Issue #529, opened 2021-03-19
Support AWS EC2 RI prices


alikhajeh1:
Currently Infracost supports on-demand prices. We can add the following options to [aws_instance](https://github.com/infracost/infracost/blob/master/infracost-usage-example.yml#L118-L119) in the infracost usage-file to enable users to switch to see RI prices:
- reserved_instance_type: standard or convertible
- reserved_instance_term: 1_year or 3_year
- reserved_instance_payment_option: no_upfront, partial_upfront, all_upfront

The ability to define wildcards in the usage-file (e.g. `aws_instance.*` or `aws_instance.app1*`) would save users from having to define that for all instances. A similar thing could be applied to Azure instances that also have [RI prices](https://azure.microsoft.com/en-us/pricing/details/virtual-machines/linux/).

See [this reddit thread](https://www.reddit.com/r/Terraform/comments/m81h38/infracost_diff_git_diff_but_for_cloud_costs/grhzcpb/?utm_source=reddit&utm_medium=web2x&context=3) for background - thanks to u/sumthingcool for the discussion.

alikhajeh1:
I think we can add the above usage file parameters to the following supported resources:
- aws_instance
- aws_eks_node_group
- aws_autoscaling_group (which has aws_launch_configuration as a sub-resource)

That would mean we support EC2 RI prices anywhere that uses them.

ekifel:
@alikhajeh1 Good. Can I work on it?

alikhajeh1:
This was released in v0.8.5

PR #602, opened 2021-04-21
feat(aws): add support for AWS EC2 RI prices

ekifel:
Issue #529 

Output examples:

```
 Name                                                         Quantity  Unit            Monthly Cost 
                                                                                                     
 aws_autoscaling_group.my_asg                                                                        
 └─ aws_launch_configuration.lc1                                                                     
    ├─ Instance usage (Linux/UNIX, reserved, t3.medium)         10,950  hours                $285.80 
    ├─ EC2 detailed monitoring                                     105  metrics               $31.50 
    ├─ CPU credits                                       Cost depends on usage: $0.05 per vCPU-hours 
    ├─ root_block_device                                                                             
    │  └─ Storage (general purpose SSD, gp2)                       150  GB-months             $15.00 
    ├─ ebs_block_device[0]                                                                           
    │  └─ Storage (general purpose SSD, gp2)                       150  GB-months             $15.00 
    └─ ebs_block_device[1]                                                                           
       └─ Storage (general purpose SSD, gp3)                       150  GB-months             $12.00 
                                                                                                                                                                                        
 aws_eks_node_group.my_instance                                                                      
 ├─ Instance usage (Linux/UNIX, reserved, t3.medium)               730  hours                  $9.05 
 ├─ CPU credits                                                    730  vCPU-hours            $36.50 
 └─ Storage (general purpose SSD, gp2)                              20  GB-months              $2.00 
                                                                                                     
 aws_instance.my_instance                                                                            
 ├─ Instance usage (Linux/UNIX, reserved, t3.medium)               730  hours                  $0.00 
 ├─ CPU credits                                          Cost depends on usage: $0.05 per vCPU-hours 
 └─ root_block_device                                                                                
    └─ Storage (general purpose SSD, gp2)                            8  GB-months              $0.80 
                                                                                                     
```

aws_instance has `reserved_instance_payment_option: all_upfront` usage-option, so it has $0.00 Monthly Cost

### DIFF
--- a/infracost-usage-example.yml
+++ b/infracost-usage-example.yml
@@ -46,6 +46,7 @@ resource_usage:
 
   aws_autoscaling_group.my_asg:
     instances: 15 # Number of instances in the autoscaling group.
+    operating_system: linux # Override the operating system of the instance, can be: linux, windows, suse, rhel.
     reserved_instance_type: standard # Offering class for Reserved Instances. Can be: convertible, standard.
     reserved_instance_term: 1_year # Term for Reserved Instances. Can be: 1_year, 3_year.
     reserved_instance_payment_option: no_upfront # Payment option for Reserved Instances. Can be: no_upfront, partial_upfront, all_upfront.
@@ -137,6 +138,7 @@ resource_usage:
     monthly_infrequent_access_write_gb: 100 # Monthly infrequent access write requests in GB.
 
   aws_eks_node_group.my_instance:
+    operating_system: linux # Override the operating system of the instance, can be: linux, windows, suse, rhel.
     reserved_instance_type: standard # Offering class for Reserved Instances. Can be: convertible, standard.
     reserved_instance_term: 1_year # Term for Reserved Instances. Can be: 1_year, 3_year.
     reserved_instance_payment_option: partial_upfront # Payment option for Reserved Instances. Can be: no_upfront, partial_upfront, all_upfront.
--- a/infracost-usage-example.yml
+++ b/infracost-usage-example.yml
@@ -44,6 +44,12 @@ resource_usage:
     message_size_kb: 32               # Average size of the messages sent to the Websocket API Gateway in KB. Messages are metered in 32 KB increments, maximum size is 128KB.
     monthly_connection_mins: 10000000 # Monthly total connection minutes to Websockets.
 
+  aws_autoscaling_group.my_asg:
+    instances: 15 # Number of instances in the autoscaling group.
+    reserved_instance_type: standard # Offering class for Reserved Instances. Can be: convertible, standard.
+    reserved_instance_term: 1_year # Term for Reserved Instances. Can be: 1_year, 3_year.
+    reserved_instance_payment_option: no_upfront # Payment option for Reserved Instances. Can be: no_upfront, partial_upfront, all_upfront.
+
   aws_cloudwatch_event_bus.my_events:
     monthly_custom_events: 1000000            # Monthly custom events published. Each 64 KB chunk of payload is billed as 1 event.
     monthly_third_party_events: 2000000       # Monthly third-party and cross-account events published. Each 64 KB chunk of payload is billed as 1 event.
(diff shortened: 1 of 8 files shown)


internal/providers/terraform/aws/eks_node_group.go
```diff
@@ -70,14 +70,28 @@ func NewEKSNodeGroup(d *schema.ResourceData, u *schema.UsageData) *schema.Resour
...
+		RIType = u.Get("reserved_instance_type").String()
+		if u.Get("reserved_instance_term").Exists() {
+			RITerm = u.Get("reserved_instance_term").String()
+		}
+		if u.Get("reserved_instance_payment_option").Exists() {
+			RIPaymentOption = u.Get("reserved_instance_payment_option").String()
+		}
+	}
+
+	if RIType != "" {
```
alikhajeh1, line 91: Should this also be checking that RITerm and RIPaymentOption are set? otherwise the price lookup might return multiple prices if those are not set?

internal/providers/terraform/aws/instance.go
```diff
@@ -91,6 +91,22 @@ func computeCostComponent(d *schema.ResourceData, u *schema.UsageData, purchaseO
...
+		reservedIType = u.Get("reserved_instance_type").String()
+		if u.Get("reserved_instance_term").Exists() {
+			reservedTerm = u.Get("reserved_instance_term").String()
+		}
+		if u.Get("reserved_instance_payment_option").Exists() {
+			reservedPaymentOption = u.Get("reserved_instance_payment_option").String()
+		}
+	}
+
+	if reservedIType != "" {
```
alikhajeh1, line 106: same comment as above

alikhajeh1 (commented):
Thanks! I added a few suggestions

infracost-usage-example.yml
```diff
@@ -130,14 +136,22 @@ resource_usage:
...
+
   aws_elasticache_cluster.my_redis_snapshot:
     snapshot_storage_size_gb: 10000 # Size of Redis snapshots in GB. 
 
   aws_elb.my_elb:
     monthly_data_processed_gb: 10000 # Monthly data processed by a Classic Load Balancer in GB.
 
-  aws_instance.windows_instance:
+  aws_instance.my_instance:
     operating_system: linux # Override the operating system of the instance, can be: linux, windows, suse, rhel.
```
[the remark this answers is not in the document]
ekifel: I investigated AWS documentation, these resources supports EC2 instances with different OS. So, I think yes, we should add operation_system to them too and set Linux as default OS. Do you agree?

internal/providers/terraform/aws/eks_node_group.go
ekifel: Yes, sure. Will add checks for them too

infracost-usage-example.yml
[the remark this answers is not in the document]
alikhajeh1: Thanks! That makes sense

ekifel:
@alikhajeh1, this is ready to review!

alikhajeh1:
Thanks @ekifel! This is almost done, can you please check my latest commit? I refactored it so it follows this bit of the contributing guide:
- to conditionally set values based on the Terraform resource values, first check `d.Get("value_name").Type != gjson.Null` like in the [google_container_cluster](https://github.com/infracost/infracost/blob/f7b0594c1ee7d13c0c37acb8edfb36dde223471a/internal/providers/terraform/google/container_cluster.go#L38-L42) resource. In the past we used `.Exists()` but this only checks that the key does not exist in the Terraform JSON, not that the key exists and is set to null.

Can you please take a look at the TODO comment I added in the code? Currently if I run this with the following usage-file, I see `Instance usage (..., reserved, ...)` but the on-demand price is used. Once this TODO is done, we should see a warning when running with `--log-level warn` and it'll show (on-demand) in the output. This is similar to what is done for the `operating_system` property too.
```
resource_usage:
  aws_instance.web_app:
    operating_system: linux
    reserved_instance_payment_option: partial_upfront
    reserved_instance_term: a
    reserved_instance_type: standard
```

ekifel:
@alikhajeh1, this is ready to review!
---*---
**TASK REQUIREMENTS**
Take the line that holds "- to conditionally" as the first line and the last line of the data as the final one. Retype everything between, both included, exactly.

**EXERCISE SOLUTION**
- to conditionally set values based on the Terraform resource values, first check `d.Get("value_name").Type != gjson.Null` like in the [google_container_cluster](https://github.com/infracost/infracost/blob/f7b0594c1ee7d13c0c37acb8edfb36dde223471a/internal/providers/terraform/google/container_cluster.go#L38-L42) resource. In the past we used `.Exists()` but this only checks that the key does not exist in the Terraform JSON, not that the key exists and is set to null.

Can you please take a look at the TODO comment I added in the code? Currently if I run this with the following usage-file, I see `Instance usage (..., reserved, ...)` but the on-demand price is used. Once this TODO is done, we should see a warning when running with `--log-level warn` and it'll show (on-demand) in the output. This is similar to what is done for the `operating_system` property too.
```
resource_usage:
  aws_instance.web_app:
    operating_system: linux
    reserved_instance_payment_option: partial_upfront
    reserved_instance_term: a
    reserved_instance_type: standard
```

ekifel:
@alikhajeh1, this is ready to review!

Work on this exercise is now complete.